Data records
PR #22208, opened 2024-12-28
ENH: io.wavfile: read unseekable files

smammy:
#### Reference issue
Closes gh-11328

#### What does this implement/fix?
Allow scipy.io.wavfile.read() to read non-seekable files.

#### Additional information
Allow scipy.io.wavfile.read() to read non-seekable files.

  * If passed stream is not seekable, wrap it in a SeekEmulatingReader, which tracks current position and implements tell() to report it.

Most seek()s in wavfile.read() simply seek forward from the current position by a fixed amount. To address these:

  * Support limited SeekEmulatingReader.seek() that emulates seek()s that can be supported by read()ing and discarding the result.

Befor returning, read() attempts to seek back to the start of the file. This is nice when possible, but if it isn't we shouldn't blow up. So:

  * Avoid final fid.seek(0) if underlying stream isn't seekable.

The remaining seek()s are in RF64 support, where chunk size is global and stored in the RIFF header rather than in the chunk header. _read_data_chunk() currently seeks back to a fixed offset from the file origin to grab the chunk size. To address this:

  * Modify RF64 support to parse and store the chunk size in _read_riff_chunk() so that _read_data_chunk() doesn't have to seek() back for it. This applies whether or not reading from a seekable stream.

To test this, I added test_streams(), which ensures that wavfile reads the same data no matter whether a path, seekable stream, or unseekable stream is passed to read().

PR #23319, opened 2025-07-11
TST: io.wavfile: add test for `SeekEmulatingReader.seek`

hippowm:
This PR adds a test for `io.wavfile::SeekEmulatingReader.seek`. It ensures seek works correctly when seeking exactly to the end (os.SEEK_END) or unsupoorted seek is used. PR https://github.com/scipy/scipy/pull/22208 introduced this emulator class but some test coverage were missing.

**EXERCISE BRIEF**:
Among the entries, how many lines contain the word "ensures"? Give the number alone.

**WRITTEN ANSWER**:
2